The high-low method is a technique used to analyze and estimate the fixed and variable components of a mixed cost. Mixed costs contain both a fixed portion, which remains constant regardless of the level of activity, and a variable portion, which changes in proportion to the level of activity.

The high-low method involves selecting two data points: one with the highest level of activity (high point) and one with the lowest level of activity (low point). These data points consist of both the level of activity and the total cost associated with that activity level.

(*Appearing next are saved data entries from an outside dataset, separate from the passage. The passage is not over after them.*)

PR #1512, opened 2023-03-15
Do not add IP_TOS cmsg on Android

### LINKED ISSUE #1511: sendmmsg fails with EINVAL on Android
While trying to get quinn-based file transfer (https://github.com/deltachat/deltachat-core-rust/pull/4007) working on Android, we discovered that no UDP packets are sent.

I compiled a CLI application `deltachat-repl` with NDK and ran it in Termux under `strace` to find out what is happening. Apparently all `sendmmsg` calls failed with EINVAL error.

Example of the first `sendmmsg` call:
```
2228  sendmmsg(18,  <unfinished ...>                                  
2229  futex(0x78c180a568, FUTEX_WAIT_PRIVATE, 1, NULL <unfinished ...>
2225  epoll_pwait(3,  <unfinished ...>           
2224  futex(0x78bfdf6068, FUTEX_WAIT_PRIVATE, 1, NULL <unfinished ...>
2228  <... sendmmsg resumed>[{msg_hdr={msg_name={sa_family=AF_INET, sin_port=htons(38795), sin_addr=inet_addr("192.168.178.181")}, msg_namelen=16, msg_iov=[{iov_base="\311\0\0\0\1\24\326\340\2350\360\376\2206O\230Q\317\326\274P\256\321yG\333\10\6\350\237\266\36"..., iov_len=1200}], msg_iovlen=1, msg_control=[{cmsg_len=20, cmsg_level=SOL_IP, cmsg_type=IP_TOS, cmsg_data=[0x2, 0, 0, 0]}], msg_controllen=24, msg_flags=0}}], 1, 0) = -1 EINVAL (Invalid argument)
```

Normally, on Linux, `sendmmsg` call looks like this:
```
413989 sendmmsg(17,  <unfinished ...>
413985 <... epoll_wait resumed>[{events=EPOLLOUT, data={u32=0, u64=0}}], 1024, 987) = 1  
413985 epoll_wait(3,  <unfinished ...>                                                                                                                        
413989 <... sendmmsg resumed>[{msg_hdr={msg_name={sa_family=AF_INET, sin_port=htons(33499), sin_addr=inet_addr("192.168.178.181")}, msg_namelen=16, msg_iov=[{iov_base="\306\0\0\0\1\24\371~\254V<\27\27\203\247\201sY\362\325\233\357\323\377\304\2\10\27\\\327\375\n"..., iov_len=1200}], msg_iovlen=1, msg_control=[{cmsg_len=20, cmsg_level=SOL_IP, cmsg_type=IP_TOS, cmsg_data=[0x2, 0, 0, 0]}], msg_controllen=24, msg_flags=0}, msg_len=1200}], 1, 0) = 1
```

The difference I see is `msg_len=1200` when running on Linux, but not on Android, but this is a return value, it is written by the syscall on success.

Sending UDP packets with `ncat` from Termux works, so it is not a problem with a general network permission.

link2xt:
Android usually comes with old Linux kernels,
and Linux <3.13 does not support IP_TOS cmsg type, returning EINVAL error from sendmmsg without sending anything.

Here are the steps to apply the high-low method:

**Select the High and Low Data Points:**Identify the data point with the highest level of activity and its corresponding total cost. Similarly, identify the data point with the lowest level of activity and its corresponding total cost.**Calculate the Variable Cost Component:**Determine the change in total cost between the high and low points of activity. Then, calculate the change in activity levels. Divide the change in total cost by the change in activity to obtain the variable cost per unit of activity.**Calculate the Fixed Cost Component:**With the variable cost per unit of activity known, determine the total fixed cost by subtracting the variable cost component from either the high or low data point. This represents the fixed portion of the mixed cost.

Once the fixed and variable components are determined using the high-low method, the cost formula for the mixed cost can be expressed as:

**Total Cost = Fixed Cost + (Variable Cost per Unit of Activity × Activity Level)**

It’s important to note that the high-low method provides an estimate of the fixed and variable cost components based on the selected high and low data points. While it can be a simple and quick method, it assumes a linear relationship between the cost and activity level, which may not always be accurate.

Other more sophisticated methods, such as regression analysis or least squares regression, can provide more precise estimates by considering a larger set of data points and accounting for potential non-linear relationships between cost and activity. These methods are commonly used when a more robust analysis of mixed costs is required.